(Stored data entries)
******
PR #3148, opened 2020-12-05
rebuild-index: code simplification

aawsome:
Simplifies the code a bit, the two cases with and without `--read-all-packs` now use almost the same code.
Also simplifies the counting of packs for the index generation both in `rebuild-index` and in `prune`.

This PR conflicts with #3140 and should preferably be merged first as it allows easier code separation.

No.

Checklist
---------

### DIFF
--- a/cmd/restic/cmd_rebuild_index.go
+++ b/cmd/restic/cmd_rebuild_index.go
@@ -60,7 +60,6 @@ func rebuildIndex(opts RebuildIndexOptions, gopts GlobalOptions, repo *repositor
 	var obsoleteIndexes restic.IDs
 	packSizeFromList := make(map[restic.ID]int64)
 	removePacks := restic.NewIDSet()
-	totalPacks := 0
 
 	if opts.ReadAllPacks {
 		// get old index files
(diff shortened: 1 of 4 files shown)


aawsome:
I introduced the very subtile bug in #3006. Was actually a bad idea to use different variables in the two `List()` calls and the copy-paste code...

cmd/restic/cmd_rebuild_index.go
```diff
@@ -97,7 +96,6 @@ func rebuildIndex(opts RebuildIndexOptions, gopts GlobalOptions, repo *repositor
 			if !ok || size != packSize {
 				// Pack was not referenced in index or size does not match
 				packSizeFromList[id] = packSize
-				removePacks.Insert(id)
```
******
■ What you need to do
The reply should consist of the records, reproduced exactly.

■ Result
PR #3148, opened 2020-12-05
rebuild-index: code simplification

aawsome:
Simplifies the code a bit, the two cases with and without `--read-all-packs` now use almost the same code.
Also simplifies the counting of packs for the index generation both in `rebuild-index` and in `prune`.

This PR conflicts with #3140 and should preferably be merged first as it allows easier code separation.

No.

Checklist
---------

### DIFF
--- a/cmd/restic/cmd_rebuild_index.go
+++ b/cmd/restic/cmd_rebuild_index.go
@@ -60,7 +60,6 @@ func rebuildIndex(opts RebuildIndexOptions, gopts GlobalOptions, repo *repositor
 	var obsoleteIndexes restic.IDs
 	packSizeFromList := make(map[restic.ID]int64)
 	removePacks := restic.NewIDSet()
-	totalPacks := 0
 
 	if opts.ReadAllPacks {
 		// get old index files
(diff shortened: 1 of 4 files shown)


aawsome:
I introduced the very subtile bug in #3006. Was actually a bad idea to use different variables in the two `List()` calls and the copy-paste code...

cmd/restic/cmd_rebuild_index.go
```diff
@@ -97,7 +96,6 @@ func rebuildIndex(opts RebuildIndexOptions, gopts GlobalOptions, repo *repositor
 			if !ok || size != packSize {
 				// Pack was not referenced in index or size does not match
 				packSizeFromList[id] = packSize
-				removePacks.Insert(id)
```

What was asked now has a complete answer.